I’d hold off on both for now, unless you know what you’re getting into with the Sparks. Next year, once people know all about the various oddities and know how to use them, certainly go for them, since they have nearly every feature the Talons have, plus brushless motor control.

Would you please elaborate on “they have nearly every feature the Talons have”?

We ordered NEOs already so we will need to figure out how to use these either way.
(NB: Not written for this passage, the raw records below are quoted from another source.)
PR #2827, opened 2022-07-31
create subdir 'lattice'

umarcor:


mithro:
I guess we have kind of lost this already, but the idea was that from the top level it should be pretty easy to see which FPGA architectures were supported.

If we are going this direction, should `xc` really be `xilinx` then?

umarcor:
IMHO, the README and the main page of the documentation do make explicit the families supported. Overall, we are seeking consistency. QuickLogic stuff is grouped, and while we are working on reorganizing and cleaning up the content of this repo, it is desirable to have common scripts for each vendor grouped. In the future, with more homogeneous flows, we might prefer to have e.g. `lattice_ice40`, `lattice_ecp5`, `ql_eos-s3`, `xilinx_7`...

> If we are going this direction, should `xc` really be `xilinx` then?

I think so. We should be consistent with `quicklogic`/`ql`/`eos-s3` and `xilinx`/`xc`/`xc7`. I started with Lattice, because it is the less disruptive change.

mkurc-ant (approved):
LGTM

PR #2829, opened 2022-08-01
ci/scripts: combine install_xc7 and install_ql into install

umarcor:


lpawelcz (approved):
Tested locally QL eos-s3 side. Generated packages with `./.github/scripts/install.sh eos-s3` and used them in `f4pga` (rev: https://github.com/chipsalliance/f4pga/commit/c342fc6ff1684f3dc6072713730ac9fc574ab2f3) repository for running QuickLogic example design in both `f4pga build` flow and deprecated toolchain wrappers. Everything works, LGTM!

PR #3826, opened 2024-08-13
add CFGLUT5

liibin:


liibin:
I would like to add a description of CFGLUT5. Is this correct for me? Can someone help me check it

PR #1149, opened 2022-05-13
Fix ToC in App Live View

ksankaranara-vmw:


a-peek4:
Thanks @ksankaranara-vmw

PR #1150, opened 2022-05-14
Clarify how adding SecretExport works

Mpluya:
... by providing info on the SecretImport counterpart installed with the scan package


RichardJJG:
Thanks, @Mpluya, does this change apply to the v1.1 TAP docs also? (The main branch is for v1.2 docs)

Mpluya:
@RichardJJG yes, it does apply for v1.1. TAP docs. Let me know if I need to open this PR elsewhere. Thank you!

RichardJJG:
@Mpluya, no, that's okay, thanks. We always want engineers to PR to `main` only and then say in the opening comment whether the writer needs to cherry-pick the change to earlier branches (and which earlier branches, if so).

PR #1151, opened 2022-05-16
Update ingress-multicluster.md

x95castle1:
The yaml example provided in the "The Install Supply Chain Security Tools - Scan with the following configuration" section is missing "scanning:" as the top level property. This can cause someone to not realize the yaml is incorrect. I would be helpful to include the top level qualifier in the example so it matches what should be in TAP Values. 

This should be included in TAP 1.1 documents.


RichardJJG:
Thanks, @x95castle1!

PR #1154, opened 2022-05-18
update windows CLI and plugin install

heyjcollins:
based on going through the process, the instructions were a little bit off.

**Please cherrypick these windows-related updates back to TAP 1.0.0 and above** 

cc @BarrAndrea


YugangW:
Thanks @heyjcollins

PR #1160, opened 2022-05-20
docs: remove not supporting windows for insight plugin

julia-pu:
TAP 1.2


RichardJJG:
Thanks, @julia-pu

PR #1163, opened 2022-05-23
TAP-GUI Customization Docs

krisapplegate:
Applies to TAP 1.2+ Only


RichardJJG:
Thanks!

andreizimin:
Thank you, Kris and Richard!

PR #1168, opened 2022-05-24
Add RRV docs for pod logs

menehune23:
Targeting 1.2 docs


RichardJJG:
Thanks, @menehune23, these changes only apply to TAP v1.2 onwards, right?

menehune23:
@RichardJJG Yep! 1.2

PR #1171, opened 2022-05-25
Updated the header and 'New Portal Name'

andreizimin:

### DIFF
--- a/tap-gui/customize/customize-branding.md
+++ b/tap-gui/customize/customize-branding.md
@@ -1,4 +1,4 @@
-# Customizing branding
+# Customizing the Branding
 
 This topic describes how to customize the branding within the Tanzu Application Platform GUI portal.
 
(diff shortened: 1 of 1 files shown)


RichardJJG:
Thanks for the effort, @andreizimin, but topic titles are supposed to be sentence-case:
https://confluence.eng.vmware.com/display/IXCS/Capitalization?focusedCommentId=1322260427#comment-1322260427

And placeholders within code snippets must be uppercase with hyphens instead of spaces:
https://docs-wiki.tas.vmware.com/wiki/style/text-formatting-conventions.html#variables

VMware has literally thousands of style rules and they're listed across multiple websites. And the style rules sometimes change and only the writers are kept in the loop.

So...if you see something that you think is wrong stylistically, please do feel free to raise a PR (you might be right!) but know that non-writers are not expected to fix style errors.

RichardJJG:
As for "the branding" vs "branding"...either is fine in these cases.

RichardJJG:
Must the `PORTAL-NAME` value be title case with whitespaces for spaces? (I'm guessing that's why you changed the placeholder text -- to match the style the user is supposed to use?)

PR #1172, opened 2022-05-25
Update functions.md

sheltoG:
Added Functions CLI commands


snneji:
Thanks @sheltoG. Which TAP versions ist this for?

sheltoG:
Good question, this is for TAP 1.1 and 1.2. 

Thank you!

PR #1173, opened 2022-05-26
Add Documentation for Learning Center Plugin on TAP-GUI

rvallejony:


RichardJJG:
Thanks, @rvallejony! Do any of these changes apply to TAP v1.1 (I can cherry-pick, if so).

check out the documentation on the REV web site. Not familiar with the SPARK MAX in any detail, but these are some of the features of the talon SRX:

It can run in traditional PWM [pulse width modulated, aka SERVO signal] mode, though in this mode all you can control is the duty cycle because this is all PWM supports.
It can also be operated through the CAN (Controller Area Network, a protocol apparently created so that automobile sensors and actuators and the central computer could all talk to each other) in a wide variety of modes. Here are some of the most commonly used ones:

  • Duty Cycle: equivalently to PWM but with the control over a different protocol
  • Voltage Compensated: Duty cycle which runs longer when the battery voltage is low
  • Current Limited: the controller has an internal current meter and limits the duty cycle so that the controller does not draw more than a specified current from the battery
  • Positional/distance feedback: requires an encoder or potentiometer, and allows the RIO to tell the controller to drive a certain distance or put an arm or elevator in a specific position
  • Velocity feedback: requires an encoder or potentiometer, and allows the RIO to tell the controller to move the robot or manipulator at a certain speed and direction
  • Motion Magic: Enables “motion profiling”, which requires an encoder or potentiometer and combines several of the above; the RIO can (for example) tell the robot to drive forward 35 feet at no more than 6 ft/s and no more than 5 ft/s/s acceleration.
  • Follower: enables a Talon SRX or Victor SPX (and, I believe a MAX) to mimic the duty cycle of another CAN motor controller. That other controller may be using one of the more complex modes, meaning that that one sensor feedback may effectively control two or more motors.